Living with Other Plug-ins

So far, we have covered almost all general-purpose browser plug-ins in use today. Although there is a long tail of specialized or experimental plug-ins, their use is fairly insignificant and not something that we need to take into account when surveying the overall health of the online ecosystem.

Well, with one exception. An unspecified but probably significant percentage of online users can be expected to have an assortment of web-exposed browser plug-ins or ActiveX controls that they never knowingly installed, or that they were forced to install even though it’s doubtful that they would ever benefit from the introduced functionality.

This inexcusable practice is sometimes embraced by otherwise reputable and trusted companies. For example, Adobe forces users who wish to download Adobe Flash to also install GetRight, a completely unnecessary third-party download utility. Microsoft does the same with Akamai Download Manager on its developer-oriented website, complete with a hilarious justification (emphasis mine):^[175]

What is the Akamai Download Manager and why do I have to use it?
To help you download large files with reduced chance of interruption, some downloads require the use of the Akamai Download Manager.

The primary concern with software installed this way and exposed directly to malicious input from anywhere on the Internet is that unless it is designed with extreme care, it is likely to have vulnerabilities (and sure enough, both GetRight and Akamai Download Manager had some). Therefore, the risks of browsing with a completely unnecessary plug-in that only served a particular purpose once or twice far outweigh the purported (and usually unwanted) benefits.

Security Engineering Cheat Sheet

When Serving Plug-in-Handled Files

Data from trusted sources: Data from trusted sources is generally safe to host, but remember that security vulnerabilities in Flash, Java, or Silverlight applets, or in the Adobe Reader JavaScript engine, may impact the security of your domain. Avoid processing user-supplied URLs and generating or modifying user-controlled HTML from within plug-in-executed applets. Exercise caution when using the JavaScript bridge.
User-controlled simple multimedia: User-controlled multimedia is relatively safe to host, but be sure to validate and constrain the format, use the correct Content-Type, and consult the cheat sheet in Chapter 13 to avoid security problems caused by content-sniffing flaws.
User-controlled document formats: These are not inherently unsafe, but they have an increased risk of contributing security problems due to plug-in design flaws. Consider hosting from a dedicated domain when possible. If you need to authenticate the request to an isolated domain, do so with a single-use request token instead of by relying on cookies.
User-controlled active applications: These are unsafe to host in sensitive domains.

When Embedding Plug-in-Handled Files

Always make sure that plug-in content on HTTPS sites is also loaded over HTTPS,^[42] and always explicitly specify the type parameter on <object> or <embed>. Note that because of the non-authoritative handling of type parameters, restraint must be exercised when embedding plug-in content from untrusted sources, especially on highly sensitive sites.

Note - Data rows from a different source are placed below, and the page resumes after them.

PR #2793, opened 2017-07-25
[FIX] fix for boost 1.64

hroest:
- fixes #2790

PR #2834, opened 2017-08-07
[FIX] Amend to boost164 fix

jpfeuffer:
see #2793


timosachsenberg:
@oliveralka might be related to your problem

jpfeuffer:
Only RNPXL test is failing. Please merge before nightlies if you agree that it will be fine.

PR #2840, opened 2017-08-08
[NOP] prevent some copies by making stuff const

timosachsenberg:
small speedup of hyperscore (10%)


cbielow:
+1 if tests pass.

If you want this even faster, one could replace the findNearest() (which I guess is expensive) within the for-loop with something smarter, e.g. use a while-loop which starts at the last match and stops when the distance is minimized. This way, you traverse the spectrum at most once during the whole for-loop (assuming both experimental and theoretical are sorted).

PR #2841, opened 2017-08-08
[GUI, FIX] more robust PeakAnnotations in TOPPView

enetz:
PeakAnnotations in PeptideHits are updated on pressing the save IDs button or when changing the selected spectrum or ID.
Charges are now only contained in the charge field and should not be part
of the annotation string.


timosachsenberg:
+1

Simple multimedia: It is generally safe to load simple multimedia from third-party sources, with the caveats outlined above.
Document formats: These are usually safe, but they carry a greater potential for plug-in and browser content-handling issues than simple multimedia. Exercise caution.
Flash and Silverlight: In principle, Flash and Silverlight apps can be embedded safely from external sources if the appropriate security flags are present in the markup. If the flags are not specified correctly, you may end up tying the security of your site to that of the provider of the content. Consult the cheat sheet in Chapter 9 for advice.
Java: Java always ties the security of your service to that of the provider of the content, because DOM access to the embedding page can’t be reliably restricted. See Chapter 9. Do not load Java apps from untrusted sites.

If You Want to Write a New Browser Plug-in or ActiveX Component

Unless you are addressing an important, common-use case that will benefit a significant fraction of the Internet, please reconsider. If you are scratching an important itch, consider doing it in a peer-reviewed, standardized manner as a part of HTML5.

^[42]If loading an HTTP-delivered applet on an HTTPS page is absolutely unavoidable, it is safer to place it inside an intermediate HTTP frame rather than directly inside the HTTPS document, as this prevents the applet-to-JavaScript bridge from being leveraged for attacks.